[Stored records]

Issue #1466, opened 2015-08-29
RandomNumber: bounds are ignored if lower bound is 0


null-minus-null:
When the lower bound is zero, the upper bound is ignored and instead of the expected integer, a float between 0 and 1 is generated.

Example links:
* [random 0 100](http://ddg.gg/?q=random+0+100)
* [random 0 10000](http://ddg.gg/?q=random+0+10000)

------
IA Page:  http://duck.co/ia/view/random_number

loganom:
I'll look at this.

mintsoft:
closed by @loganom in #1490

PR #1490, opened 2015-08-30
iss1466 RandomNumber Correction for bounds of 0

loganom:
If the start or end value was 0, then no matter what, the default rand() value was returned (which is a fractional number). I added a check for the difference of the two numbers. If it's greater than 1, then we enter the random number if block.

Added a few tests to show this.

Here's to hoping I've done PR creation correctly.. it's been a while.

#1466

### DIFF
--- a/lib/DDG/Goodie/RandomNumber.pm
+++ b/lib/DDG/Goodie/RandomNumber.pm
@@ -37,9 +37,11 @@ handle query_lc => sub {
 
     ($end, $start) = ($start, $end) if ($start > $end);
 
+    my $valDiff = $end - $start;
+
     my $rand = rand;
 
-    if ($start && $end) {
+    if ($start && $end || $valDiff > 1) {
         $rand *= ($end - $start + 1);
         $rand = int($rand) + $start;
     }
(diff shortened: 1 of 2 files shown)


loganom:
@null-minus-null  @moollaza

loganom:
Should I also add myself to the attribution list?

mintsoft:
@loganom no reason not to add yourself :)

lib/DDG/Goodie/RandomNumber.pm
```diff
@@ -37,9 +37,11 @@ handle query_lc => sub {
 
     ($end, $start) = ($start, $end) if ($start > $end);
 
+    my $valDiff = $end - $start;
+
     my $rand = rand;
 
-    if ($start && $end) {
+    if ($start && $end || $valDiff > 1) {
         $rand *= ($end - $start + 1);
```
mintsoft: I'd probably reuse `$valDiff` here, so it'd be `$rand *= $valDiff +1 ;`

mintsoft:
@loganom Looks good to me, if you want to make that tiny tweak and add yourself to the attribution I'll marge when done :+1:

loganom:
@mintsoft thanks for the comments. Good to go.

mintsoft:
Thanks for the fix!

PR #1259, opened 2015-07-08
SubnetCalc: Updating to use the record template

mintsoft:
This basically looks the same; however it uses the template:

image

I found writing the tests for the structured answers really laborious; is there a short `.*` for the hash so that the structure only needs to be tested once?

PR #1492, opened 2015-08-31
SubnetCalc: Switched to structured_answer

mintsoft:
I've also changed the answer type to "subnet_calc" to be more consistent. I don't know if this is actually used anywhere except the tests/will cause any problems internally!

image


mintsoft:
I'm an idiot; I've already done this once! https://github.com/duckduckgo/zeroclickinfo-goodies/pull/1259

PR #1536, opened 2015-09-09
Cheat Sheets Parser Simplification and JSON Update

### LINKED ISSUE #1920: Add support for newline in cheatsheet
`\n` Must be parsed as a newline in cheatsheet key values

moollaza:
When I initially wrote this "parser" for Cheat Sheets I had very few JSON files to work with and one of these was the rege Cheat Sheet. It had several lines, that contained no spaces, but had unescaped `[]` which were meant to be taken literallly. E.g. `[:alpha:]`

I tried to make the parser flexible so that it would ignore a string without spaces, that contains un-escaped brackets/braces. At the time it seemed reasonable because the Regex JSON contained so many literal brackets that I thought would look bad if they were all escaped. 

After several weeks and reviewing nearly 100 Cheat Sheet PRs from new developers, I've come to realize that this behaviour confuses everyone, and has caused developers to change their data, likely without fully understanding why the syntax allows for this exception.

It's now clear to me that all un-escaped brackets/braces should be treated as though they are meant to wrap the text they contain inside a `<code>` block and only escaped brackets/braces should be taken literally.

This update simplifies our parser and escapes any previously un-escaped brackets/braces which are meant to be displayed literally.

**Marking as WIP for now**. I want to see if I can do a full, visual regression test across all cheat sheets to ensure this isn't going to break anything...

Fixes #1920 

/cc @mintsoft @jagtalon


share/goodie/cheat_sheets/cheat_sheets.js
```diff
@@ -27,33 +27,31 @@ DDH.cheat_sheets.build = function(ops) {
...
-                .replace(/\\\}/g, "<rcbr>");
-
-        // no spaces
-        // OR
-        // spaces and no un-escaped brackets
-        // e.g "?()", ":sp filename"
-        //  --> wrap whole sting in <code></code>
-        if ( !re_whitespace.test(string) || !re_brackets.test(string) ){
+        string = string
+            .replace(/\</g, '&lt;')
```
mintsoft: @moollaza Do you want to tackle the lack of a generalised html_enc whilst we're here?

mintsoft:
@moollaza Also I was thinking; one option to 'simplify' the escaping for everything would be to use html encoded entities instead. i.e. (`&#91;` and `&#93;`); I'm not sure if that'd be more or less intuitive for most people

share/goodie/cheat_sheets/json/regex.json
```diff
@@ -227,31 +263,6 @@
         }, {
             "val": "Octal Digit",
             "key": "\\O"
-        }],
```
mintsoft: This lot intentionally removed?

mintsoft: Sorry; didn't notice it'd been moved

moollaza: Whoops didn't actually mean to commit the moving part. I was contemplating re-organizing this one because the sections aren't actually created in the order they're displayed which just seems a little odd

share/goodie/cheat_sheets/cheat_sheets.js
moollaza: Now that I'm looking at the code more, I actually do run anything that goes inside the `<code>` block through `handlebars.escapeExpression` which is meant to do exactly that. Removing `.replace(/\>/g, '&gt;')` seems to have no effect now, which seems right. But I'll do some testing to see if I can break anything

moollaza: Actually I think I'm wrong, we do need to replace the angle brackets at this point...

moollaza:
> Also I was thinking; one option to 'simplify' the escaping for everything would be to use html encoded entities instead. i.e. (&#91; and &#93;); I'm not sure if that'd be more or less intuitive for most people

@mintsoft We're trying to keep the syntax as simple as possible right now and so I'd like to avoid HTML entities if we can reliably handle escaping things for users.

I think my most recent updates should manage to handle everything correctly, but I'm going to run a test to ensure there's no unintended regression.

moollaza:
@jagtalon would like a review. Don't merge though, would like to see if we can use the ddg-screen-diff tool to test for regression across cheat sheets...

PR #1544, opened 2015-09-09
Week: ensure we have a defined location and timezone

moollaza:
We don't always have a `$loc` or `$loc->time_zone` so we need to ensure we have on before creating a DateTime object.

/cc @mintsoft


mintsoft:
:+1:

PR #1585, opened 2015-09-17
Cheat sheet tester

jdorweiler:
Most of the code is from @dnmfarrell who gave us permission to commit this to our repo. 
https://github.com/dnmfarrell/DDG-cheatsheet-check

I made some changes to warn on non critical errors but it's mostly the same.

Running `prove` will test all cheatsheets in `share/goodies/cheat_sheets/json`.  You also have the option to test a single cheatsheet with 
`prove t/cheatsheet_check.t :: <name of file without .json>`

EXERCISE AIM:
All of the entries need to be reproduced exactly; please write them out.

RESPONSE:
Issue #1466, opened 2015-08-29
RandomNumber: bounds are ignored if lower bound is 0


null-minus-null:
When the lower bound is zero, the upper bound is ignored and instead of the expected integer, a float between 0 and 1 is generated.

Example links:
* [random 0 100](http://ddg.gg/?q=random+0+100)
* [random 0 10000](http://ddg.gg/?q=random+0+10000)

------
IA Page:  http://duck.co/ia/view/random_number

loganom:
I'll look at this.

mintsoft:
closed by @loganom in #1490

PR #1490, opened 2015-08-30
iss1466 RandomNumber Correction for bounds of 0

loganom:
If the start or end value was 0, then no matter what, the default rand() value was returned (which is a fractional number). I added a check for the difference of the two numbers. If it's greater than 1, then we enter the random number if block.

Added a few tests to show this.

Here's to hoping I've done PR creation correctly.. it's been a while.

#1466

### DIFF
--- a/lib/DDG/Goodie/RandomNumber.pm
+++ b/lib/DDG/Goodie/RandomNumber.pm
@@ -37,9 +37,11 @@ handle query_lc => sub {
 
     ($end, $start) = ($start, $end) if ($start > $end);
 
+    my $valDiff = $end - $start;
+
     my $rand = rand;
 
-    if ($start && $end) {
+    if ($start && $end || $valDiff > 1) {
         $rand *= ($end - $start + 1);
         $rand = int($rand) + $start;
     }
(diff shortened: 1 of 2 files shown)


loganom:
@null-minus-null  @moollaza

loganom:
Should I also add myself to the attribution list?

mintsoft:
@loganom no reason not to add yourself :)

lib/DDG/Goodie/RandomNumber.pm
```diff
@@ -37,9 +37,11 @@ handle query_lc => sub {
 
     ($end, $start) = ($start, $end) if ($start > $end);
 
+    my $valDiff = $end - $start;
+
     my $rand = rand;
 
-    if ($start && $end) {
+    if ($start && $end || $valDiff > 1) {
         $rand *= ($end - $start + 1);
```
mintsoft: I'd probably reuse `$valDiff` here, so it'd be `$rand *= $valDiff +1 ;`

mintsoft:
@loganom Looks good to me, if you want to make that tiny tweak and add yourself to the attribution I'll marge when done :+1:

loganom:
@mintsoft thanks for the comments. Good to go.

mintsoft:
Thanks for the fix!

PR #1259, opened 2015-07-08
SubnetCalc: Updating to use the record template

mintsoft:
This basically looks the same; however it uses the template:

image

I found writing the tests for the structured answers really laborious; is there a short `.*` for the hash so that the structure only needs to be tested once?

PR #1492, opened 2015-08-31
SubnetCalc: Switched to structured_answer

mintsoft:
I've also changed the answer type to "subnet_calc" to be more consistent. I don't know if this is actually used anywhere except the tests/will cause any problems internally!

image


mintsoft:
I'm an idiot; I've already done this once! https://github.com/duckduckgo/zeroclickinfo-goodies/pull/1259

PR #1536, opened 2015-09-09
Cheat Sheets Parser Simplification and JSON Update

### LINKED ISSUE #1920: Add support for newline in cheatsheet
`\n` Must be parsed as a newline in cheatsheet key values

moollaza:
When I initially wrote this "parser" for Cheat Sheets I had very few JSON files to work with and one of these was the rege Cheat Sheet. It had several lines, that contained no spaces, but had unescaped `[]` which were meant to be taken literallly. E.g. `[:alpha:]`

I tried to make the parser flexible so that it would ignore a string without spaces, that contains un-escaped brackets/braces. At the time it seemed reasonable because the Regex JSON contained so many literal brackets that I thought would look bad if they were all escaped. 

After several weeks and reviewing nearly 100 Cheat Sheet PRs from new developers, I've come to realize that this behaviour confuses everyone, and has caused developers to change their data, likely without fully understanding why the syntax allows for this exception.

It's now clear to me that all un-escaped brackets/braces should be treated as though they are meant to wrap the text they contain inside a `<code>` block and only escaped brackets/braces should be taken literally.

This update simplifies our parser and escapes any previously un-escaped brackets/braces which are meant to be displayed literally.

**Marking as WIP for now**. I want to see if I can do a full, visual regression test across all cheat sheets to ensure this isn't going to break anything...

Fixes #1920 

/cc @mintsoft @jagtalon


share/goodie/cheat_sheets/cheat_sheets.js
```diff
@@ -27,33 +27,31 @@ DDH.cheat_sheets.build = function(ops) {
...
-                .replace(/\\\}/g, "<rcbr>");
-
-        // no spaces
-        // OR
-        // spaces and no un-escaped brackets
-        // e.g "?()", ":sp filename"
-        //  --> wrap whole sting in <code></code>
-        if ( !re_whitespace.test(string) || !re_brackets.test(string) ){
+        string = string
+            .replace(/\</g, '&lt;')
```
mintsoft: @moollaza Do you want to tackle the lack of a generalised html_enc whilst we're here?

mintsoft:
@moollaza Also I was thinking; one option to 'simplify' the escaping for everything would be to use html encoded entities instead. i.e. (`&#91;` and `&#93;`); I'm not sure if that'd be more or less intuitive for most people

share/goodie/cheat_sheets/json/regex.json
```diff
@@ -227,31 +263,6 @@
         }, {
             "val": "Octal Digit",
             "key": "\\O"
-        }],
```
mintsoft: This lot intentionally removed?

mintsoft: Sorry; didn't notice it'd been moved

moollaza: Whoops didn't actually mean to commit the moving part. I was contemplating re-organizing this one because the sections aren't actually created in the order they're displayed which just seems a little odd

share/goodie/cheat_sheets/cheat_sheets.js
moollaza: Now that I'm looking at the code more, I actually do run anything that goes inside the `<code>` block through `handlebars.escapeExpression` which is meant to do exactly that. Removing `.replace(/\>/g, '&gt;')` seems to have no effect now, which seems right. But I'll do some testing to see if I can break anything

moollaza: Actually I think I'm wrong, we do need to replace the angle brackets at this point...

moollaza:
> Also I was thinking; one option to 'simplify' the escaping for everything would be to use html encoded entities instead. i.e. (&#91; and &#93;); I'm not sure if that'd be more or less intuitive for most people

@mintsoft We're trying to keep the syntax as simple as possible right now and so I'd like to avoid HTML entities if we can reliably handle escaping things for users.

I think my most recent updates should manage to handle everything correctly, but I'm going to run a test to ensure there's no unintended regression.

moollaza:
@jagtalon would like a review. Don't merge though, would like to see if we can use the ddg-screen-diff tool to test for regression across cheat sheets...

PR #1544, opened 2015-09-09
Week: ensure we have a defined location and timezone

moollaza:
We don't always have a `$loc` or `$loc->time_zone` so we need to ensure we have on before creating a DateTime object.

/cc @mintsoft


mintsoft:
:+1:

PR #1585, opened 2015-09-17
Cheat sheet tester

jdorweiler:
Most of the code is from @dnmfarrell who gave us permission to commit this to our repo. 
https://github.com/dnmfarrell/DDG-cheatsheet-check

I made some changes to warn on non critical errors but it's mostly the same.

Running `prove` will test all cheatsheets in `share/goodies/cheat_sheets/json`.  You also have the option to test a single cheatsheet with 
`prove t/cheatsheet_check.t :: <name of file without .json>`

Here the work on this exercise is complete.